### WHAT NEEDS TO BE DONE
Among the entries that follow, find the lines containing the string "ClipboardImpl" and copy them.

### Saved data entries
┌────────
PR #2181, opened 2022-08-14
Set warnings with `target_compile_options`

ChrisThrasher:
## Description
The use of target_compile_options makes it easy to append warnings to a target. The use of generator expressions also more succinctly handles a few edge cases for compiler bugs and platform-specific oddities. The way to read this file is in four chunks: MSVC warnings, GCC/Clang warnings, GCC-specific warnings, and Clang-specific warnings. I think this reads much easier than the status quo which its use of variables that, in my opinion, are a bit tough to trace out manually. I also realized that this is a good place to be using the `SFML_COMPILER_` variables set in Config.cmake.

### DIFF
--- a/cmake/CompilerWarnings.cmake
+++ b/cmake/CompilerWarnings.cmake
@@ -6,95 +6,77 @@
 function(set_target_warnings target)
     option(WARNINGS_AS_ERRORS "Treat compiler warnings as errors" TRUE)
 
-    set(MSVC_WARNINGS
-        /W4 # Baseline reasonable warnings
-        /w14242 # 'identifier': conversion from 'type1' to 'type1', possible loss of data
-        /w14254 # 'operator': conversion from 'type1:field_bits' to 'type2:field_bits', possible loss of data
-        /w14263 # 'function': member function does not override any base class virtual member function
-        /w14265 # 'classname': class has virtual functions, but destructor is not virtual instances of this class may not be destructed correctly
-        /w14287 # 'operator': unsigned/negative constant mismatch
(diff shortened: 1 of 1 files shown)


cmake/CompilerWarnings.cmake
```diff
@@ -6,95 +6,77 @@
...
+            -Wconversion # warn on type conversions that may lose data
+            -Wsign-conversion # warn on sign conversions
+            -Wdouble-promotion # warn if float is implicit promoted to double
+            -Wformat=2 # warn on security issues around functions that format output (ie printf)
+            -Wimplicit-fallthrough # warn when a missing break causes control flow to continue at the next case in a switch statement
+            -Wsuggest-override # warn when 'override' could be used on a member function overriding a virtual function
+            -Wnull-dereference # warn if a null dereference is detected
+            -Wold-style-cast # warn for c-style casts
+            -Wpedantic # warn if non-standard C++ is used
+            $<$<BOOL:${ANDROID}>:-Wno-main> # allow main() to be called
```
eXpl0it3r, line 61: Not your error, but I think this should actually be `SFML_OS_ANDROID`

eXpl0it3r (approved):

eXpl0it3r:

ChrisThrasher:
I checked the CI logs. As far as I can tell all the warnings are still being applied exactly as expected. Clang and GCC warnings are still separated. Only Android is getting that `-Wno-main` warning.

eXpl0it3r:
Thanks for this improvement 🥳

PR #3431, opened 2025-02-17
Revert to no -s suffix for sfml-main

eXpl0it3r:
## Description

In #2787 we removed this override as it mentioned compatibility with FindSFML.cmake this however now also changed in the way that `sfml-main` will generate a `sfml-main-s` and `sfml-main-s-d` variant, instead of the previous `sfml-main` and `sfml-main-d`. As `sfml-main` is always a static library, I'm not sure if it makes sense to mark it with the `-s` suffix.

Note, that if want to keep this behavior, we'd have to revert #3346, as I assumed we didn't use the `-s` suffix for `sfml-main`.

## How to test this PR?

Build SFML on Windows and check the create library names.

### DIFF
--- a/src/SFML/Main/CMakeLists.txt
+++ b/src/SFML/Main/CMakeLists.txt
@@ -15,6 +15,13 @@ endif()
 # define the sfml-main target
 sfml_add_library(Main STATIC SOURCES ${SRC})
 
+# don't use -s suffix for sfml-main
+set_target_properties(sfml-main PROPERTIES
+                      DEBUG_POSTFIX -d
+                      RELEASE_POSTFIX ""
+                      MINSIZEREL_POSTFIX ""
+                      RELWITHDEBINFO_POSTFIX "")
+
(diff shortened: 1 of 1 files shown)


ChrisThrasher (approved):

ChrisThrasher:
```
/usr/local/etc/buildbot-worker/freebsd-gcc-64/build/src/SFML/Window/FreeBSD/JoystickImpl.cpp:318:48: error: implicit conversion changes signedness: 'int' to 'size_type' (aka 'unsigned long') [-Werror,-Wsign-conversion]                    m_state.buttons[buttonIndex++] = hid_get_data(m_buffer.data(), &item);                    ~~~~~~~         ~~~~~~~~~~~^~1 error generated.
```
I think we need to cherry-pick https://github.com/SFML/SFML/pull/3381. We might as well do that in this PR too to save us some time.

eXpl0it3r:
Now that we backported all the other commits, I've dropped that fix again.

PR #3435, opened 2025-02-18
Fix using Emoji with `sf::Clipboard`

ChrisThrasher:
## Description

Related to https://github.com/SFML/SFML/issues/3406

I was able to fix using Emoji with the Windows clipboard by switching from a wide string to a UTF-16 string. This makes sense because wide strings are UCS-2 on Windows which is a fixed-width encoding, not able to encode Emoji.

### DIFF
--- a/src/SFML/Window/Win32/ClipboardImpl.cpp
+++ b/src/SFML/Window/Win32/ClipboardImpl.cpp
@@ -33,6 +33,7 @@
 #include <SFML/System/Win32/WindowsHeader.hpp>
 
 #include <ostream>
+#include <string_view>
 
 #include <cstring>
 
@@ -65,7 +66,8 @@ String ClipboardImpl::getString()
         return text;
     }
 
-    text = String(static_cast<wchar_t*>(GlobalLock(clipboardHandle)));
+    const std::u16string_view string(static_cast<const char16_t*>(GlobalLock(clipboardHandle)));
+    text = String::fromUtf16(string.begin(), string.end());
     GlobalUnlock(clipboardHandle);
 
     CloseClipboard();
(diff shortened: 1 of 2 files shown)


ChrisThrasher:
Attn: @FRex

FRex:
At quick glance it looks good. Technically it's not `wchar`/`wstring` at fault, but `sf::String::toWideString`. We could fix it in general too, for anyone using it around WinAPI, or those people can just use UTF-16 directly like we do here. Technically (and othan straight dump to/from disk or similar) a `wchar`/`wstring` you can't even use 100% correctly without knowing if you're on Windows or other OS.

The important part in this PR is `stringSize` calculation. It's correct (encode then check length of encoded string), but before PR it was wrong - it assumed length of `wstring` is same as of UTF-32 `sf::String`, which isn't true for chars above `0xffff` (outside BMP) which are 1 UTF-32 char/code unit, but two UTF-16 (as surrogate pair) or 4 bytes in UTF-8: https://frex.github.io/unicode.html?text=%F0%9F%90%8C

The commit message and PR title say "emoji", but it's not just emojis that are outside of Basic Multilingual Plane (BMP). There's obscure languages, private use area, musical marks, Egyptian Hieroglyphs, rare or new CJK chars, etc. there too. Emojis just happen to be the most widespread use of these high codepoints and once they became common online, a lot of software that assumed Unicode = UCS-2/BMP/3-byte-UTF-8-max got caught by it and then fixed. A few non-emoji non-BMP chars: https://frex.github.io/unicode.html?text=%F0%93%80%80%F0%9D%84%9E

eXpl0it3r (approved):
└────────
### EXERCISE ANSWER
--- a/src/SFML/Window/Win32/ClipboardImpl.cpp
+++ b/src/SFML/Window/Win32/ClipboardImpl.cpp
@@ -65,7 +66,8 @@ String ClipboardImpl::getString()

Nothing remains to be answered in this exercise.